Sensations kinésthésiques

Encore l'attente, indéfinissable attente... L’attente, ce stade familier et repoussant dans lequel je me sens encore plongée, cerne mes mots ce soir.

Un regard mou vers le téléphone, l'heure qu'il est je sais que je ne le verrai pas ce soir et je m'en veux de l'attendre quand même, de ne pas avoir fait d'autres plans, de ne pas être plus forte, de ne pas savoir où arrêter, je m'en veux d'en vouloir toujours plus, et plus.. De ne pas faire d’autres plans dans cette attente. L’attente d’une miette de sa peau. Qui ce soir ne viendra plus.

L'un était à peine parti que je courrais vers l'autre. Je suis amorale, mais il arrive un point ou l'intensité du n'importe quoi total est passée au premier plan d'une façon telle que je n'ai même plus recours à mes amis, j'ai peur de m'avouer, de leur avouer que j'ai replongé dans cette marée de chair chaude, dans ce tsunami de volupté, dans ce cercle vicieux qui se referme chaque jour un peu plus sur moi..

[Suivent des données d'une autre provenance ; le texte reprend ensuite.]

PR #3777, opened 2024-02-12
Avoid changing Custom properties tab automatically every time filter changes

macobo:
Follow-up to https://github.com/plausible/analytics/pull/3719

Comment passer de tromper mon amour avec mon amant à avoir la sensation de tromper mon amant avec mon amour dans l'espace de trois jours. Et je sens mes priorités chamboulées, et le countdown, plus que 8 semaines, ne fait qu'empirer le tout.

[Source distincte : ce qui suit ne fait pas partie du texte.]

PR #3781, opened 2024-02-12
Unify percentage change for CR and bounce_rate

RobertJoonas:
### Changes

1. Calculate `conversion_rate` change by subtracting the percentages (similar to bounce rate), not taking percentages of percentages (involving Top Stats in the dashboard and the `conversion_rate` metric in Stats API aggregate with `compare=previous_period`)

    This is how the percentage change is reported on the dashboard currently:
    Pasted Graphic
    
    Since with CR we're talking about percentages from 0-100, that change should be -1.4% instead. That should be consistent with the percentage change of `bounce_rate`
    
    48 vs  49 bounce rate

2. Use the same percentage change between the dashboard API and Stats API
    
    * The Stats API percentage change for bounce rate is currently calculated by taking percentages of percentages. This PR makes it consistent with the dashboard.
    * Exactly the same for `conversion_rate` change - not live yet, but this PR intends to fix that before we publish the docs

### Tests
- [x] Automated tests have been modified

### Changelog

### Documentation

### Dark mode

### DIFF
--- a/lib/plausible_web/controllers/api/external_stats_controller.ex
+++ b/lib/plausible_web/controllers/api/external_stats_controller.ex
@@ -2,7 +2,7 @@ defmodule PlausibleWeb.Api.ExternalStatsController do
   use PlausibleWeb, :controller
   use Plausible.Repo
   use PlausibleWeb.Plugs.ErrorHandler
-  alias Plausible.Stats.Query
+  alias Plausible.Stats.{Query, Compare, Comparisons}
 
   @metrics [
     :visitors,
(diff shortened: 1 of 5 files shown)


lib/plausible_web/controllers/api/external_stats_controller.ex
```diff
@@ -44,12 +44,9 @@ defmodule PlausibleWeb.Api.ExternalStatsController do
 
           Enum.map(curr_result, fn {metric, %{value: current_val}} ->
             %{value: prev_val} = prev_result[metric]
+            change = Compare.calculate_change(metric, prev_val, current_val)
```
zoldar, line 47: Is it guaranteed that only `:conversion_rate` and `:bounce_rate` metrics will be passed here?

RobertJoonas: Any other metrics can be passed as well, in which case the change will be considered a "percent change". It's just that `:bounce_rate` and `:conversion_rate` have separate function clauses.

zoldar: Oh damn it, I have missed the other clauses that are visible after expanding the diff 😂 . 👍  all good

zoldar (approved):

Pourquoi ce besoin de mots insensés si je n'ai même plus rien d'intelligent à raconter et je me sens devenir conne et bornée, enfouie si profondément dans ces pensées tourmentées dont je ne peux pas lui faire part que je ne l'écoute même plus dans l'emblée d'une phrase.

Essayer de me sentir belle pour qu'il continue à séduire mon intellect d'une façon un tantinet rêveuse.

Je m’en veux si horriblement de me pousser encore dans cette histoire, je me sens si lâche, si louche, si perdue, si... infiniment heureuse dans ses bras.

Des verts différents. Le crissement des feuilles mortes. L’esprit brouillé par l’envie de sentir son haleine contre ma peau, je perdais même le fil. Tout le temps. Mais qu’est ce que j’en ai à foutre de la belote si tout ce que je veux c’est t’embrasser ?

Tout est flou. Et aucune envie de focus.

Comme si j’avais ramé pour remonter une pente glissante de boue et d’un coup il pleuvait à nouveau et je me sentais encore glisser, dévaler la pente, et en même temps que l’effort de remonter est perdu à jamais, l’eau est bienvenue… Mais vis-à-vis des autres je suis sale dans la boue à présent. Je ne lutte pas du tout pour m’en sortir..

Just a shot of his scent.

Il me provoque une vie intérieure tellement riche que c’est frustrant de ne pas pouvoir en partager l’intégralité. Et faire attention aux mots. Et aux sujets. Ça devient susceptible alors que je ne m’en rend même pas compte.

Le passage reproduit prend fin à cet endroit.